People started to walk out of the plane and down to the stairs, looking around curiously at their surroundings. I could tell they were all werewolves, a few even recognized me and smiled. They started to gather around Craig and I, instinctively gravitating towards the most dominant wolves. I snickered a little as they got close enough to scent that I wasn't a wolf, most had never met a werecat, so they didn't know what to think. All told, there were twenty-two adults and eighteen children, from babies to early teens.

"Welcome to our island," I said. "I am Alpha Ella, and this is my mate Alpha Craig."

Ch 63

There were two groups that I was thrilled to see walking out of the plane. The first was the Spencers, who had been with us before the war and had fled to Canada. Josh waved at me as he came down the stairs, and my attention was then fixed on the next couple.

Tom and Shelly Harris, my surrogate and Mark's actual parents, along with the now five-year-old triplets, Sharon, Sara and Sally. They looked like a happy family, and waved excitedly at us. I fought back a tear, recalling that their wolves had to be taken from them with wolfsbane injections as they were unstable after the loss of their families and Pack.

Craig stood tall as they all gathered around, his aura calming the nervous group. "You have all arrived at a perfect time.
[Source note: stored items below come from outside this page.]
PR #3371, opened 2020-06-11
ENCD-5341 update deployment tags

caseylitton:


keenangraham (dismissed):

keenangraham:
Could also have an auto_resize with specified instance?

caseylitton:
> Could also have an auto_resize with specified instance?

Added auto_resize = c5.4xlarge .  Will = 'na' when we don't want to resize.

src/encoded/commands/deploy.py
```diff
@@ -98,34 +98,98 @@
...
+        profile_name='default',
+        dry_run=False,
+        arm_arch=False,
+        cluster_master=False,
+    ):
+    # Defaults to demo development
+    tags_dict = {
+        # Org
+        'project': 'encoded',
+        'section': 'app',
```
hitz, line 123: what is "section" supposed to represent?

src/encoded/commands/deploy.py
```diff
@@ -848,6 +945,7 @@ def hostname(value):
         dest='role',
         help="Set role"
     )
+    parser.add_argument('--is-qa-demo', action='store_true', help="Flagged as qa demo")
```
hitz, line 948: does this actually do anything but tag the instance? (apparently true!)

hitz (approved):

PR #3372, opened 2020-06-11
ENCD-5343-adjusting-internal-status-property

iyoungworth:


src/encoded/upgrade/dataset.py
```diff
@@ -612,3 +612,11 @@ def annotation_28_29(value, system):
         else:
             value['notes'] = info
     return
+
+
+@upgrade_step('experiment', '28', '29')
+def experiment_28_29(value, system):
+    # https://encodedcc.atlassian.net/browse/ENCD-5343
+    if value.get('internal_status') in ['requires lab review', 'unrunnable']:
+        value['internal_status'] = 'unreviewed'
```
iyoungworth: This is slightly cheating- I tried doing value.pop to remove internal_status, which on the portal I think should automatically move it back to internal_status: unreviewed as the default. But I couldn't figure out a way in the test_upgrade_dataset to match this behavior (I think I'd need to post to the testapp)

hitz (approved):

PR #3374, opened 2020-06-13
ENCD-4350-make-antibody-label-clearer

zoldello:


src/encoded/static/components/antibody.js
```diff
@@ -347,17 +347,20 @@ const AntibodyStatus = (props) => {
                             {Object.keys(organisms).map((organism, i) => {
                                 const terms = Object.keys(organisms[organism]);
                                 return (
-                                    <div key={i} className="antibody-status__group">
-                                        <div className="antibody-status__organism">
-                                            {organism}
+                                    <>
+                                        {i !== 0 ? <div className="antibody-status__group-gutter" /> : null }
```
forresttanaka: I think this could be done more easily in CSS by assigning a bottom margin to `antibody-status__group`, and then using `antibody-status__group:last-child` to have a 0 bottom margin. Saves a (granted, not very expensive) extra div, and then the only Javascript change is the `<Status>` line.

forresttanaka (changes requested):

src/encoded/static/components/antibody.js
zoldello: Good catch.

src/encoded/static/components/antibody.js
```diff
@@ -347,17 +347,19 @@ const AntibodyStatus = (props) => {
...
+                                            </div>
                                         </div>
-                                        <div className="antibody-status__terms">
-                                            {terms.length === 1 && terms[0] === 'not specified' ? '' : terms.join(', ')}
-                                        </div>
-                                        <div className="antibody-status__status">
-                                            {i === 0 ? <Status item={status} inline /> : null}
-                                        </div>
-                                    </div>
+                                    </>
```
forresttanaka: Oh just one more and it’s good. Since the antibody-status__group div is the only component within the `<>` and `</>`, we don’t need the `<>` and `</>` at all.

forresttanaka (changes requested):

src/encoded/static/components/antibody.js
zoldello: Thanks. Maybe this was a hangout from a previous change. I removed the react fragment.

forresttanaka (approved):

Let's get your bags and get this plane out of here, then we'll head back to the compound." The flight crew was already unloading, it was a surprisingly small pile of luggage. They put it in the bus luggage compartment by the time Mark and Olivia finally got their lips separated enough to talk. He let her down and she ran over to hug us.

She looked up at Craig, a little nervous. "I brought two people on my own initiative," she said, her eyes low. "I asked them to stay on board until I had a chance to talk to you."

"Really? Why?"

"They are humans, and reporters." I could feel Craig's grip tightening on my waist. "I met her on a flight to Denver, her name is Linda Remington. She's a junior reporter at KUSA in Denver." She looked up into his eyes, sensing he wasn't angry. "We talked on the flight about the war, she is open minded, but reporters are shut out from our side. Before we landed, I gave her my phone number and told her that if she really wanted the story, she should call me."
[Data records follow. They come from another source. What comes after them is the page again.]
PR #3381, opened 2020-06-19
ENCD-5363-Fix-tags-on-cluster-deployments

caseylitton:


src/encoded/commands/deploy.py
```diff
@@ -179,7 +183,7 @@ def _tag_ec2_instance(
         tags_dict['elastic_ip_swtich_datatime'] = 'na'
         if cluster_master:
             tags_dict['elasticsearch_head'] += 'yes'
-            tags_dict['Role'] += '-datahead'
+            tags_dict['Role'] += 'head'
```
hitz, line 187: is this supposed to be -head?  I guess it doesn't matter that much.

hitz (dismissed):

src/encoded/commands/deploy.py
```diff
@@ -179,7 +183,7 @@ def _tag_ec2_instance(
         tags_dict['elastic_ip_swtich_datatime'] = 'na'
         if cluster_master:
             tags_dict['elasticsearch_head'] += 'yes'
```
hitz: This line (185) should be = 'yes' not += 'yes'

src/encoded/commands/deploy.py
caseylitton: no, the -data already exists.  Previously the role came out as -datadatahead

src/encoded/commands/deploy.py
caseylitton: yes, this is fixed along with a couple other bugs in the current pr.  There is also a read me now.

Bek: Looks good!

Bek (dismissed):
Verified these tags and resolution of the 'noyes' issue.

PR #3385, opened 2020-06-22
SNO-157-make-page-facets-collapsable

zoldello:


src/encoded/static/components/facets/defaults.js
```diff
@@ -1010,41 +1010,62 @@ export const DefaultFacet = ({ facet, results, mode, relevantFilters, pathname,
         setInitialState(false);
     }, [handleScrollShading, facet, typeaheadTerm]);
 
+    React.useEffect(() => {
+        setFieldAsNotNewlyLoaded(facet, relevantFilters);
+
+        // eslint-disable-next-line react-hooks/exhaustive-deps
```
zoldello: Let me know if this is a concern. I need this to run only once and this was a way to do it and I had to silent ESLint.

src/encoded/tests/features/customsteps.py
```diff
@@ -55,6 +55,26 @@ def click_element(browser, css):
     elements.first.click()
 
 
+@when(parse('I click all elements with the css selector "{css}"'))
```
zoldello, line 58: Let me know if this is a concern. I based this code off of "I click element with the css selector {css}"; but I excluded the assert statement.

src/encoded/tests/features/search.feature
```diff
@@ -11,16 +11,23 @@ Feature: Search
...
     Scenario: Search Antibodies
         When I press "Materials & Methods"
+        And I wait for the content to load
         And I click the link to "/search/?type=AntibodyLot&status=released"
         And I wait for the content to load
         Then I should see at least 7 elements with the css selector "ul.result-table > li"
         And I should see at least 5 elements with the css selector "div.box.facets > div.orientation > div.facet"
 
-        When I click the link to "?type=AntibodyLot&status=released&targets.organism.scientific_name=Homo+sapiens"
+        When I click all elements with the css selector "[data-test='facetcontainer'] .facet__expander--header[aria-pressed='true']"
```
zoldello, line 20: This closes all opened facets. I want this not to fail if no facet was opened (the pre-opened facets could change at anytime). So, I made a new customstep and excluded the assert len(element) == 1.

src/encoded/tests/features/search.feature
```diff
@@ -60,41 +72,79 @@ Feature: Search
...
+        And I click all elements with the css selector "[data-test='facetcontainer'] .facet__expander--header[aria-pressed='true']"
+        And I wait for the content to load
+        And I click the element with the css selector ".facet__expander--header[aria-label='assay_title']"
+        And I wait for the content to load
+        And I click the link to "?type=Experiment&assay_title=TF+ChIP-seq"
         And I wait for the content to load
         Then I should see "Showing 9 of 9 results"
 
-        When I click the link to "?type=Experiment"
+        When I press "Data"
```
zoldello, line 126: I had a hard time gettin the old code to work. So, I re-wrote it to be more explicit with what its doing

src/encoded/static/components/search.js
```diff
@@ -700,12 +705,94 @@ TextFilter.propTypes = {
 // Displays the entire list of facets. It contains a number of <Facet> components.
 export const FacetList = (props) => {
     const { context, facets, filters, mode, orientation, hideTextFilter, addClasses, docTypeTitleSuffix, supressTitle, onFilter } = props;
+
+    const [expandedFacets, setExpandFacets] = React.useState(new Set());
```
zoldello, line 709: It seemed as if passing () => {} makes no difference.

Lines 275 and 329 of
https://github.com/facebook/react/blob/df14b5bcc163516fc0f1ad35e9b93732c66c1085/packages/react-dom/src/server/ReactPartialRendererHooks.js#L275

https://stackoverflow.com/questions/55621212/is-it-possible-to-react-usestate-in-react

zoldello (commented):
@forresttanaka It would of had been hard to make ENCD-5031 work with the required changes and fixing a merge conflict. So, I made a new branch. Since there was a snovault change, I had to name the branch according. I made a mistake with the name so there are closed branches with "SNO-157" in their name. Please, ignore those.

src/encoded/static/components/facets/defaults.js
```diff
@@ -1010,41 +1010,62 @@ export const DefaultFacet = ({ facet, results, mode, relevantFilters, pathname,
...
+    }, []);
+
     // Callback to handle typeahead input events.
     const handleTypeAhead = (event) => {
         setTypeaheadTerm(event.target.value);
     };
 
+    const isExpanded = expandedFacets && expandedFacets.has(facet.field);
```
forresttanaka: Would this be easier if all facet components receive an `isExpanded` boolean, instead of the entire set and they have to do this check?

src/encoded/static/components/facets/defaults.js
forresttanaka: It’s a concern, as these eslint escapes can hide future bugs. But I do see the use case here, and I saw this simple custom hook to get around the issue without escaping ESLint: https://stackoverflow.com/questions/53120972/how-to-call-loading-function-with-react-useeffect-only-once/56767883#56767883.

src/encoded/static/components/search.js
forresttanaka: I agree now that this is fine. I’m not clear it makes _no_ difference, but it doesn’t appear to make any significant difference.

zoldello:
@forresttanaka Thanks for reviewing the snovault ticket. Also, please, do not forget the ENCODE-part of it :)

src/encoded/static/components/search.js
```diff
@@ -700,12 +705,94 @@ TextFilter.propTypes = {
...
+
+    React.useEffect(() => {
+        // Get facets from storage that need to be expanded
+        const facetsStorage = sessionStorage.getItem(FACET_STORAGE);
+        const facetList = new Set(facetsStorage ? facetsStorage.split(',') : []);
+
+
+        sessionStorage.setItem(FACET_STORAGE, facetList.size !== 0 ? [...facetList].join(',') : []);
+        setExpandFacets(facetList); // initalize facet collapse-state
+    }, []);
```
forresttanaka, line 718: I think this initial loading of open facets can be done more simply, and without the default or custom facets needing to detect rendering themselves. Right now `facetList` is empty the first time you load the site, but we have the information from `facet.open_on_load` by this time so you can initialize `facetList` with that here Then each facet gets re-rendered knowing whether it’s open or not, and session storage gets updated properly too. Nice idea on session storage — I probably would have used local storage, but session storage makes more sense for this.

With that handled here, you won’t need each facet to tell you that they’ve rendered and need to re-render either open or not, because this first useEffect will tell them to re-render, open or not. That way you don’t need the `setFieldAsNotNewlyLoaded` function, nor its callback prop.

forresttanaka:
Very cool! I think the mechanism is good, but I have a suggestion for what I _think_ would constitute a significant simplification. To be honest, I even tried a very messy version of this simplification, and it worked in the 30 seconds of testing I subjected it to.

forresttanaka (changes requested):

src/encoded/static/components/search.js
zoldello: I think "setFieldAsNotNewlyLoaded" needs to be commented better and it not properly named. When the page first loads, any facets with a selected item should be opened. For example 

http://localhost:6543/search/?type=Experiment&award.project=ENCODE

should have project opened. However, it should not be opened on subsequent clicks. "setFieldAsNotNewlyLoaded" helps with that as it is located somewhere where it can be called once. I placed facet.open_on_load check in this method too because placing it on the consuming affect resulted in it being called multiple times. Please, let me know if my idea makes no sense.

forresttanaka: What do you mean by “should not be opened on subsequent clicks”?

src/encoded/static/components/facets/defaults.js
zoldello: I do not think I get what you mean. Each facets has a different facet and facet.field; so only consumers can set isExpanded.

forresttanaka: All each `DefaultFacet` instance needs to know is whether itself should render expanded or not. It doesn’t need to know whether all facets need to appear expanded, and this code doesn’t check whether they all appear expanded. This code only checks if this particular facet appears expanded, so it only needs that one boolean. `FacetList` can check within the loop if `expandedFacets.has(facet.field)` return true and pass the result to each facet.

src/encoded/static/components/facets/defaults.js
zoldello: This code has been removed.

src/encoded/static/components/facets/defaults.js
zoldello: This code has been deleted.

src/encoded/static/components/search.js
zoldello: Great tip. The code was refactored and now is simplified.

src/encoded/static/components/search.js
```diff
@@ -700,12 +705,89 @@ TextFilter.propTypes = {
...
     const { context, facets, filters, mode, orientation, hideTextFilter, addClasses, docTypeTitleSuffix, supressTitle, onFilter } = props;
+
+    const [expandedFacets, setExpandFacets] = React.useState(new Set());
+
+    // Get facets from storage that need to be expanded
+    React.useEffect(() => {
+        const facetsStorage = sessionStorage.getItem(FACET_STORAGE);
+        const facetList = new Set(facetsStorage ? facetsStorage.split(',') : []);
+
+        sessionStorage.setItem(FACET_STORAGE, facetList.size !== 0 ? [...facetList].join(',') : []);
```
forresttanaka, line 716: I think we talked about this before, but I don’t remember the reason. Why `[...facetList].join(',')` instead of `facetList.join(',')`?

src/encoded/tests/features/customsteps.py
forresttanaka: I think this is pretty cool.

forresttanaka (dismissed):
Thanks for making those changes. I think this looks very maintainable. And nice changes to the BDD tests.

src/encoded/static/components/search.js
zoldello: facetList is a Set and it does not have join-method. I used [...faceList] to convert faceList to an array then use .join on that. I made it a Set to remove duplicates. Is that acceptable to you?

forresttanaka: Oh, I see. Yeah, that seems good then.

zoldello:
@forresttanaka  :) Back in code review to make collapse optional. It is disabled for summary pages with horizontal facets.

forresttanaka (dismissed):

zoldello:
@forresttanaka  One more quick change to make Assay title opened on load but not Assay Type

forresttanaka (approved):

"She did, then?" I was already thinking ahead, I was pleased that she had done this IF she had done it in a way that would protect us.

"Yes, and I told her I could get her an exclusive, but she had to trust me. Her, one cameraman, no cellphones, no known destination, just their gear and their passports. When I had gathered everyone else, I had them meet us in Denver and she took our charter."
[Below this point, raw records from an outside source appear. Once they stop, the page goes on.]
PR #3390, opened 2020-06-23
ENCD-5358 fix body map thumbnail

emro:
Two fixes:
(1) Fix browser inconsistency (Safari was displaying extra bullets)
(2) Remove searchTerm search bar

### DIFF
--- a/src/encoded/static/components/body_map.js
+++ b/src/encoded/static/components/body_map.js
@@ -620,15 +620,18 @@ class BodyMap extends React.Component {
                     <ul className="body-list-inner">
                         {Object.keys(SystemsList).map(b =>
                             <li key={b}>
-                                <button
-                                    className={`body-list-element ${checkClass(this.state.selectedOrgan, b) ? 'active' : ''}`}
+                                <span
                                     id={b}
+                                    className={`body-list-element ${checkClass(this.state.selectedOrgan, b) ? 'active' : ''}`}
+                                    role="button"
+                                    tabIndex="0"
                                     onClick={e => this.chooseOrgan(e)}
+                                    onKeyPress={e => this.chooseOrgan(e)}
                                     onMouseEnter={e => highlightOrgan(e)}
                                     onMouseLeave={unHighlightOrgan}
                                 >
                                     {b}
-                                </button>
+                                </span>
                             </li>
                         )}
                         <button className="clear-organs" onClick={this.clearOrgans}>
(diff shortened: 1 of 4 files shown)


src/encoded/static/scss/encoded/modules/_matrix.scss
```diff
@@ -271,6 +273,27 @@ $row-data-header-width: 200px;
...
+            font-size: 0.8rem;
+        }
+        .bold-total {
+            font-size: 1.1rem;
+            @media screen and (max-width: $screen-xs-min) {
+                font-size: 0.9rem;
+            }
+        }
+        text-align: left;
+    }
```
forresttanaka, line 296: Shouldn’t cause general problems, but just so you’re aware we’re now mixing desktop first and mobile first styles on encoded. Hopefully it won’t cause too many problems down the line. If we redo all the CSS going forward I would choose desktop first, but mobile first was the style of the day and that’s what bootstrap used which is why they used constants with “min” at the end.

src/encoded/static/components/body_map.js
```diff
@@ -620,15 +620,18 @@ class BodyMap extends React.Component {
...
+                                    role="button"
+                                    tabIndex="0"
                                     onClick={e => this.chooseOrgan(e)}
+                                    onKeyPress={e => this.chooseOrgan(e)}
                                     onMouseEnter={e => highlightOrgan(e)}
                                     onMouseLeave={unHighlightOrgan}
                                 >
                                     {b}
-                                </button>
+                                </span>
```
forresttanaka, line 634: The button was causing the Safari bullet issue?

forresttanaka (approved):
I think the test failure is probably transient. I don’t see that on other branches.

src/encoded/static/components/body_map.js
emro: Yes, ugh. It was some built-in button style that I couldn't figure out how to remove. I tested navigation by tab and I think I managed to get everything working properly without the built-in buttons, though.

src/encoded/static/scss/encoded/modules/_matrix.scss
emro: As I was fixing some minor CSS things this morning I was starting to think that the CSS for the body map is generally pretty messy and should be cleaned up. The trouble is that there is CSS for the body map as displayed on the summary page and different CSS for the body map as a thumbnail, and it should probably all go in a new file (instead of _summary.scss and _matrix.scss) and be clearly identifiable for each implementation. I think if we put the thumbnail on any other page this should be cleaned up for sure. I could also do it as part of this ticket.

forresttanaka: I think the body map is big and isolated enough concept, a new scss file would be a good idea.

"Fine," Craig said, "if you vouch for them I'm all right with it. Bring them out." Mark went with her, never letting go of her hand. I chuckled as Craig pulled me closer. "I'm never letting you get away from me again either," he whispered in my ear.

We busied ourselves with hugs and introductions while we waited for our final guests. They had been told not to say or do anything that could raise suspicions about them being wolves, and I agreed. If it went south, we'd put them on a plane back out.

"Al?" He walked up towards me. "What do you think of ground rules for them taking video?"

He looked at the plane, deep in thought. "First off, we get to see everything they take and if it could expose our names or location, it's deleted. Period. Adults and older children will have to have their faces hidden, their voices changed. Too easy to use facial recognition or voice recognition these days."

My favorite not-so-little-hacker any more, Josh Spencer, now a strapping 18-year-old, walked up and gave me a quick hug. "More than that, sir. We get to edit anything out, then we transfer it all to a thumb drive for them. I go in and make sure the disk drive in their camera is wiped clean. I don't want anything recovered after we're done."

Al nodded. "They can video the ones under five if their parents agree, and wolf or panther forms since that won't help them identify anyone. Other than that, we need to make sure they don't learn, or at least don't share, the location we are at. We need to be up front- if we don't think we can trust them with our secret, we need to send them packing right now, or kill them."